Local fans of the "Harry Potter" books and films series are gearing up this weekend for something they've long yearned for — one more journey to the wizarding world.
"Harry Potter and the Cursed Child," a book edition of a play debuting this weekend at London's West End Palace Theatre, will be released at midnight Saturday into the early hours of Sunday, coinciding with the birthdays of author J.K. Rowling and her fictional hero.
Several local bookstores hope to capture some of the magic that swept the world for the original Potter series. They are gearing up to host book-release parties complete with trivia contests, games and wands — and, in one case, Potter-themed adult beverages for those who grew up on the series and are now of proper age.
Written by Rowling with co-authors Jack Thorne and John Tiffany, the stage play that's the basis for the book takes place 19 years after the events of the last Potter novel, "Harry Potter and the Deathly Hallows." According to scant details that have been revealed, Potter is working in the Ministry of Magic and his eldest child, Albus, is struggling with the family legacy described in Rowling's first books.
More than 450 million copies of the series' seven books circulated worldwide, and generated wild excitement among fans for each release.
Rona London, children's book curator at the Ivy Bookshop on Falls Road, said the store hopes to rekindle Potter magic with a Saturday night release party for "Cursed Child."
"We have a lot of Harry Potter fanatics in the shop," said London, 51.
Ivy has partnered with Shananigans Toy Shop and the Corner Pantry for a family-friendly Potter celebration at 10 p.m. that will include a re-creation of the railroad station from the book — platform "nine and three-quarters" — as well as a "sorting hat" station, a trivia contest, scavenger hunt and costume contest. At midnight, employees will cut through cardboard boxes and hand out copies of the book.
London said she was introduced to the series through her 17-year-old son, whose grandparents offered to take him to the Potter theme park at Universal Studios in Florida.
"They only had one condition," London said. "They were not going to take him unless he read the books."
He did and was hooked, and London read the books to connect with his obsession.
"Harry Potter is timeless," she said. "It evokes nostalgia with feelings of friendship and triumph of good over evil."
On Sunday evening, Book Escape on Light Street will partner with Bookmakers Cocktail Club for a "Cursed Child" release party at the restaurant on East Cross Street. Along with "butterbeer," books will be available for sale.
Lizzy Solovey, 25, an English teacher who works at the Book Escape, said she has loved the Potter series since elementary school. As a youngster, she and her friends would wait all night at bookstores for the next Harry Potter installment.
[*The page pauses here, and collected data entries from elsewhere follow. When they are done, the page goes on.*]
PR #5735, opened 2026-08-01
fix(engine): reject concurrent GraphBatch instances on the same database (#5666)

### LINKED ISSUE #5666: Two concurrent GraphBatch instances on the same database silently lose edges, and nothing prevents them
Found while investigating discussion #5597 (663M vertices / 14B edges). The reporter tried multiple concurrent `GraphBatchLoad` streams, hit `ConcurrentModificationException` and page-version mismatches, and fell back to a single writer. The fallback is correct, but the reason is worse than contention: two concurrent `GraphBatch` instances on the same database can **silently lose edges**, and nothing stops a caller from creating them.

## Failure scenario

`database.batch()` (`LocalDatabase:1806-1811`) is an unguarded factory. Two batches A and B run concurrently and both touch vertex V:

1. A appends V's first edge. `getOrCreateOutSegmentDeferred()` reads V, finds `getOutEdgesHeadChunk() == null`, creates segment C1, and calls `persistNewSegment()` (`:1620-1632`), which records `deferredOutHead[V] = C1` **in A's own map**. V's record on disk is untouched.
2. B appends its own edge for V. It reads V, still sees `getOutEdgesHeadChunk() == null` (A's pointer is deferred), creates segment C2, records `deferredOutHead[V] = C2` in B's map.
3. Both close. `batchUpdateVertexHeadChunks()` (`:1004-1063`) writes each batch's head pointer onto V. Last writer wins.

The loser's whole segment chain for V is orphaned: the edges are persisted, reachable from nothing, and the integrity checker will report V's edges as missing. No exception anywhere.

The head pointer being deferred to `close()` is what makes this invisible; sequential batches are fine because `close()` publishes before the next one reads.

## Secondary interference on the same path

- Both batches mutate the executor's global WAL flags (`:1300-1301`, `:1982-1983`) and restore whatever they happened to read on entry, so B can run with A's durability settings. On a replicated database that means writes that never reach followers.
- `async.waitCompletion()` (`:1324`, `:2005`) is executor-wide, so each batch blocks on the other's tasks.
- Slot assignment is `bucket % parallelLevel` (`:1318`, `:1997`), so two batches touching the same vertex bucket serialize on the same slot regardless. There is no parallelism to be won here.
- Related: #5665 (each flush respawns the pool, force-exiting the other batch's tasks).

## Proposal

Make the single-writer contract explicit rather than folklore. `LocalDatabase.batch()` should refuse a second concurrent `GraphBatch` on the same database with a message that says why and points at the intended pattern (one batch, `parallelFlush` for the fan-out), released on `close()`. On the server side, `ArcadeDbGrpcService.graphBatchLoad` should surface that as a clean `FAILED_PRECONDITION` instead of the current interleaving.

The alternative, making concurrent batches actually safe, means publishing head pointers eagerly and sharing the chunk caches, which gives up most of what makes the bulk path fast. Not worth it: the fan-out already exists inside one batch.

## Verification

Test: two `GraphBatch` instances on one database, both adding edges to the same vertex, asserting the second construction is rejected. Plus a regression test that the documented single-batch path still connects both directions and passes the integrity check.

waterWang:
Closes #5666.

## Problem

Two concurrent `GraphBatch` instances on the same database silently lose edges. The head chunk pointer of a vertex is only published by `close()`, so both batches read `getOutEdgesHeadChunk() == null`, each builds its own segment chain, and the last one to close wins. The loser's edges stay on disk reachable from nothing and the integrity checker reports the vertex as missing them. No exception is raised anywhere.

## Fix

A database grants one `GraphBatch` slot at a time.

1. **LocalDatabase** owns an `AtomicBoolean` slot with `batchStarted()` / `batchFinished()`. The owner is the concrete instance, never the wrapper: `batch()` hands the batch the outermost `wrappedDatabaseInstance` to write through (so commits still flow through the Raft replication layer) and `this` as the guard owner.
2. **GraphBatch.Builder.build()** takes the slot, not `Database.batch()`. A builder rejected for a bad setting, or simply dropped, must not lock the database out of batching, and both the HTTP and the gRPC batch endpoints configure the builder from client input.
3. **GraphBatch.close()** hands the slot back from an outermost `finally`, so a failing `flush()`, `connectDeferredIncomingEdges()` or `batchUpdateVertexHeadChunks()` cannot leak it. The release is idempotent, so a double close cannot free a slot a later batch has meanwhile taken.
4. **GraphBatch.abandon()** releases the slot without flushing, for callers that drop a failed batch on a thread that cannot afford a full `close()`.
5. **ArcadeDbGrpcService.graphBatchLoad** maps the refusal to `FAILED_PRECONDITION`, scoped to `build()` so genuine engine faults keep reporting `INTERNAL`, and calls `abandon()` on the error path where it drops the batch without closing it.

## Behaviour change

Two overlapping batch loads on one database are now refused instead of quietly corrupting the graph. Over gRPC that is `FAILED_PRECONDITION`; over `POST /api/v1/batch` the `DatabaseOperationException` is not in the handler status ladder, so it surfaces as a 500. Sequential loads, nested-free single-writer loads and the `parallelFlush` fan-out inside one batch are unaffected.

## Tests

`Issue5666ConcurrentGraphBatchTest` (engine, 7 cases) covers both directions:

- an overlapping batch is refused on the same thread and from another thread
- sequential batches both run and connect OUT and IN
- a batch taken through an HA-style wrapper still hands its slot back
- an abandoned or rejected *builder* never took the slot
- `abandon()` frees the slot and a later `close()` does not free it a second time
- a batch whose `close()` throws (duplicate key on the trailing edge buffer) still frees the slot

`Issue5666GrpcBatchGuardIT` (grpcw, 2 cases) covers the streaming endpoint against one long-lived database, which is the only place a leaked slot is visible:

- a load that fails mid-stream is dropped without `close()`, and the next load on the same database is still accepted
- an overlapping load comes back as `FAILED_PRECONDITION`, not `INTERNAL`, and does not consume the slot it was denied

Every case was checked against a stubbed fix and goes red without it.

### DIFF
--- a/engine/src/main/java/com/arcadedb/database/DatabaseInternal.java
+++ b/engine/src/main/java/com/arcadedb/database/DatabaseInternal.java
@@ -248,4 +248,12 @@ public interface DatabaseInternal extends Database {
    * @return Map of variable name to value
    */
   Map<String, Object> getGlobalVariables();
+
+  /**
+   * Called by {@link com.arcadedb.graph.GraphBatch#close()} to signal that a batch operation has finished.
+   * The default implementation is a no-op; database implementations that guard against concurrent
+   * batches override this to release the guard.
+   */
+  default void batchFinished() {
+  }
 }
--- a/engine/src/main/java/com/arcadedb/database/DatabaseInternal.java
+++ b/engine/src/main/java/com/arcadedb/database/DatabaseInternal.java
@@ -248,12 +248,4 @@ public interface DatabaseInternal extends Database {
    * @return Map of variable name to value
    */
   Map<String, Object> getGlobalVariables();
-
-  /**
-   * Called by {@link com.arcadedb.graph.GraphBatch#close()} to signal that a batch operation has finished.
-   * The default implementation is a no-op; database implementations that guard against concurrent
-   * batches override this to release the guard.
-   */
-  default void batchFinished() {
-  }
 }
--- a/engine/src/main/java/com/arcadedb/database/LocalDatabase.java
+++ b/engine/src/main/java/com/arcadedb/database/LocalDatabase.java
@@ -202,7 +202,7 @@ public class LocalDatabase extends RWLockContext implements DatabaseInternal {
   private            long                                      lastUpdatedOn;
   private            long                                      lastUsedOn;
   private            int                                       cachedHashCode            = 0;
-  /** #5666: guards against concurrent GraphBatch instances on this database. Never routed through a wrapper. */
+  /** Guards against concurrent GraphBatch instances on this database. Never routed through a wrapper. */
   private final      AtomicBoolean                             batchInProgress           = new AtomicBoolean(false);
 
   protected LocalDatabase(final String path, final ComponentFile.MODE mode, final ContextConfiguration configuration,
--- a/engine/src/main/java/com/arcadedb/database/LocalDatabase.java
+++ b/engine/src/main/java/com/arcadedb/database/LocalDatabase.java
@@ -1819,10 +1819,25 @@ public class LocalDatabase extends RWLockContext implements DatabaseInternal {
 
   @Override
   public GraphBatch.Builder batch() {
+    // Guard against concurrent GraphBatch instances on the same database (issue #5666).
+    // Two concurrent batches on the same database silently lose edges because the head
+    // pointer is deferred to close() — the last writer wins, and the loser's segment chain
+    // is orphaned. The fix is a simple AtomicBoolean guard: the first caller acquires it,
+    // subsequent callers are rejected with a clear message.
+    if (!batchInProgress.compareAndSet(false, true))
+      throw new DatabaseOperationException(
+          "A GraphBatch is already in progress on this database. Concurrent batches silently lose edges. "
+              + "Use a single GraphBatch (parallelFlush for parallel fan-out).");
+
     // Use the outermost wrapper so that commits flow through any HA/replication layer.
     // Without this, GraphBatch.commit() would short-circuit the Raft replication wrapper
     // installed by the HA plugin and writes would never reach followers (issue #4076).
     return GraphBatch.builder(wrappedDatabaseInstance);
+  }
+
+  @Override
+  public void batchFinished() {
+    batchInProgress.set(false);
   }
 
   @Override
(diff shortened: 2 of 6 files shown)


robfrank:
Reviewed and pushed a follow-up commit (`5858b76`), rebased on current `main`.

The guard idea is right, the release was not. Three ways the slot leaked, plus one already-known-red CI job that this PR itself caused:

1. **The release never reached the guard on a replicated database.** `GraphBatch` writes through `wrappedDatabaseInstance`, which on HA is `RaftReplicatedDatabase`. That class does not override `batchFinished()`, so the `default` no-op on `DatabaseInternal` ran and the flag on `LocalDatabase` stayed set. The first batch on an HA database locked out every later one - which is exactly why `RaftBatchEndpointIT.postBatchOnFollowerWithMultipleNewKeys` went red on this PR with this PR's own message (`A GraphBatch is already in progress on this database`). The slot now belongs to the concrete `LocalDatabase`, passed to the builder explicitly, and `DatabaseInternal.batchFinished()` is gone.
2. **`close()` released after two passes that can throw.** `connectDeferredIncomingEdges()` and `batchUpdateVertexHeadChunks()` sit above the release, so a failure in either leaked the slot. The release is now in the outermost `finally`.
3. **The slot was taken by `Database.batch()`, before the builder was configured.** Both `PostBatchHandler` and `ArcadeDbGrpcService` build the builder from client input, so one request with a bad option would have locked the database out of batching until restart. Acquisition moved into `Builder.build()`, with the slot handed straight back if the constructor throws.
4. **grpcw drops a failed batch without closing it** (deliberately, to keep `waitCompletion()` off the gRPC thread), which leaked the slot on every failed load. Added `GraphBatch.abandon()` - releases the slot, flushes nothing - and called it there. The `FAILED_PRECONDITION` mapping is now scoped to `build()` so genuine engine faults keep reporting `INTERNAL`; catching every `DatabaseOperationException` across the whole `onNext` would have relabelled a lot of real internal errors.

Also added `Issue5666ConcurrentGraphBatchTest` (6 tests) - the PR had none. It covers both directions the issue asks for: overlapping batch rejected on the same thread and on another one, sequential second batch still runs and connects OUT and IN, plus the wrapper path, the abandoned builder, and the double release. Every test was checked against a stubbed fix before being trusted.

Local verification: `Issue5666ConcurrentGraphBatchTest` 6/6, `RaftBatchEndpointIT` 3/3, `PostBatchHandlerIT` 26/26, `RemoteGraphBatchIT` 12/12, grpcw unit tests 44/44, GraphBatch engine tests 24/24.

Remaining wart, not fixed here: over HTTP the rejection surfaces as a 500 "Internal error" rather than a 4xx. Worth a follow-up on the handler's status ladder.

Issue #4515, opened 2026-06-08
`VectorLocationIndex` `LinkedHashMap accessOrder=true` iterated without holding wrapper monitor


ruispereira:
**Affected version:** 26.4.2 (confirmed still present in 26.5.1)
**Component:** `com.arcadedb.index.vector.VectorLocationIndex`

### Summary

`accessOrder=true` makes every `get()` a structural modification.
`Collections.synchronizedMap` requires manual `synchronized(map)` for
iteration. Streaming `keySet()` without that, and calling `get()` inside the
filter, mutates the very map being iterated.

### Code

`engine/com/arcadedb/index/vector/VectorLocationIndex.java:86–101, 150–152, 171–184`

```java
this.locations = Collections.synchronizedMap(
    new LinkedHashMap<Integer, VectorLocation>(initialCapacity, 0.75f, true) {  // accessOrder=true
      @Override protected boolean removeEldestEntry(…) { return size() > maxSize; }
    });
…
public IntStream getActiveVectorIds() {
  return locations.keySet().stream()
      .filter(id -> !locations.get(id).deleted)                                 // mutating get during iteration
      .mapToInt(Integer::intValue);
}
```

### Impact

Under concurrent search/insert load with `maxSize > 0`,
`ConcurrentModificationException` from query paths, or silent corruption of
the LinkedHashMap doubly-linked list causing data loss.

### Suggested fix

Drop access-order (use insertion-order LRU), or use Caffeine, or wrap
iterating methods in `synchronized (locations) { … }` and snapshot keys into
a list before streaming.

PR #5736, opened 2026-08-01
fix(engine) #5559: a vector index refuses a location cache size it cannot honour

### LINKED ISSUE #5559: LSM_VECTOR: setting locationCacheSize silently truncates the index - count and search only see the last N vectors

lvca:
Fixes #5559.

## What was wrong

`arcadedb.vectorIndex.locationCacheSize` and the per-index `locationCacheSize` METADATA key capped the in-memory location index of an `LSM_VECTOR` index and let it FIFO-evict. That was never a cache bound. A location is the only record of which record a vector id belongs to and where its entry sits in the index file, and nothing on disk maps a vector id back to an offset, so an evicted entry could not be reloaded - and every reader reads a missing location as deleted.

The reported shape: 200 vectors, 16 dimensions, INT8 quantization, `locationCacheSize: 10`. `countEntries()` reported 10, and a search probing a vector with its own embedding answered with a different vertex.

## State of the fix before this PR

#5568 already made `getLocationCacheSize()` return `-1` unconditionally, so the truncation itself no longer reproduces on `main` - verified: the new test passes there, and restoring eviction makes `countEntries()` answer 10 instead of 200. What was left is that the setting was still **accepted and ignored**: `CREATE INDEX ... METADATA {"locationCacheSize": 10}` succeeded, persisted the value, and `schema:indexes` kept echoing a bound that nothing enforced. That is the same silence the issue objects to, moved from the data into the metadata. The bounded backend was also still constructible, so the failure was prevented by policy rather than by construction.

## What this PR does

The issue proposed either "make it an honest cache" or "remove it". An honest cache needs an on-disk vector-id -> offset lookup - a whole new index component, to save ~90 bytes per vector while paying a seek per resolved neighbour. So: remove it, at the level that matters.

- **`VectorLocationIndex` loses its bounded backend.** It carried two implementations and only one was reachable, so ten methods branched on `maxSize` and one of them held a `Collections.synchronizedMap` monitor that `countEntries()` and `getStats()` serialized on for nothing. There is now a single `ConcurrentHashMap`-backed implementation and no `maxSize`, which makes the truncation structurally impossible. The single-int constructor now means an initial capacity; the old `-1` "unlimited" sentinel is rejected rather than silently read as a capacity.
- **The two user-facing entrances refuse a positive value.** `CREATE INDEX ... METADATA {"locationCacheSize": N}` and `TypeLSMVectorIndexBuilder.withLocationCacheSize(N)` (now `@Deprecated`) raise, naming the reason and the ~90 bytes per live vector to size against. `locationCacheSize` stays in `USER_METADATA_KEYS` on purpose - that set only decides whether a key is *recognised*, so dropping it would turn the explanation into a bare "unknown metadata key".
- **The two paths that must not fail still tolerate it**, and warn once per index: the global setting, so an existing startup line cannot stop a server booting, and a schema written by an older version, so an existing database still opens.

## Breaking change

`-1`/`0` ("no limit", what an unset builder and a metadata copy carry) stay accepted, so nothing that left the setting alone is affected. A `CREATE INDEX` script that sets a positive `locationCacheSize` now fails instead of being silently ignored, and the key has to be removed. The release-notes section for #5568 has been rewritten to say so.

## Tests

New `Issue5559LocationCacheSizeTest` (4 tests) pins all four behaviours: the METADATA refusal (and that `-1` is still accepted), the builder refusal, that a persisted definition carrying the key still loads, and - the behavioural guard - that the global setting truncates nothing, with self-recall probes across the whole insertion range because `countEntries()` alone would still pass on an index whose graph had been built over a truncated set.

**Mutation-checked twice**, since the bug no longer reproduces on `main`: making `getLocationCacheSize()` return the configured value, and re-adding FIFO eviction to the new `ConcurrentHashMap` backend, both drive `countEntries()` from 200 down to the cap and fail the test.

`VectorLocationIndexRidReverseTest` swaps its "FIFO eviction keeps the reverse index in sync" case for the opposite invariant - nothing is evicted past the capacity hint. `VectorLocationIndexConcurrencyTest` drops the two bounded-mode cases (#4515's failure mode has nothing left to construct) and gains one for the constructor's changed meaning.

254 tests in `com.arcadedb.index.vector` and 684 in `com.arcadedb.index`/`com.arcadedb.schema`/`LowRamProfileTest` pass.

https://claude.ai/code/session_01KJ6aLGLNwsPTYejUxsYGiS


lvca:
On the HTTP 500 finding: I checked it and the premise does not hold — the refusal **already answers 400**.

The reasoning was that `IndexException` reaches `AbstractServerHttpHandler` via the auto-commit transaction wrapper, where no client-error arm matches. But the SQL DDL path never gets that far: `applyUserMetadata` runs during statement parsing, and the parser wraps the failure. Measured exception chain for `CREATE INDEX ... METADATA {"locationCacheSize": 10}`:

```
com.arcadedb.exception.CommandSQLParsingException
  caused by com.arcadedb.index.IndexException
```

`CommandSQLParsingException` is exactly what the handler's 400 arm keys on (both directly and unwrapped from a cause, `AbstractServerHttpHandler:528` and `:610`). A new server IT confirms it end to end: **400**, with `locationCacheSize` in the body.

So I have **not** changed the exception type. Doing so would also desynchronise `setLocationCacheSize` from its sibling setters `setSimilarity`/`setQuantization` in the same class, for no behavioural gain.

The concern underneath the finding was fair, though — nothing pinned the status code, and it rests on a wrap two layers away from the throw, so a future change to how DDL wraps a metadata failure would silently turn this into a 500 carrying a helpful message nobody displays. Added in `e54829673`:

- `server/.../Issue5559LocationCacheSizeHttpIT` — asserts 400 for **both** rejection arms of the key (the refusal, and the out-of-int-range value #5639 already rejected via `metadataInt`'s `IllegalArgumentException`, which reaches the handler by a different route and must not disagree), and 200 for `-1`.
- The engine test now asserts the exception *type* the 400 depends on, not just the message.

Thanks — the finding was wrong but it pointed at a real untested contract.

"We would obsess over them, not eat or sleep," Solovey said. "Then we would all talk about the books 24 hours later."
She recalled later standing in lines at the movie theater with friends, wearing Potter costumes and clutching wands.
"My friends and I have movie marathons to this day," she said.
Andrew Stonebarger, owner of the Book Escape, said in an email he's not sure what to expect from the book in terms of sales.
"In a sense, it is not a true Harry Potter book because it is a play and a collaborative effort by three individuals, one of which was J.K. Rowling," Stonebarger said.
With the book in script format, London also said she is unsure what to expect among readers. Still, as long as Rowling is involved, she believes the yearning for Harry Potter fans will be satisfied.
"It fills you with love and all the good things in life books have to offer," London said.
Solovey agreed, saying she is excited for a chance to catch up with the Potters.
"Everyone just wants to be part of that world for a second longer," she said. "It's going to be incredible to welcome the new book as an adult."
The book is not the only attraction this year for Potter fans. The film "Fantastic Beasts and Where to Find Them," with the screenplay by Rowling, is another addition to the Potter universe, though the storyline steps away from Harry Potter himself, and instead centers on a main character chasing creatures in 1926 New York.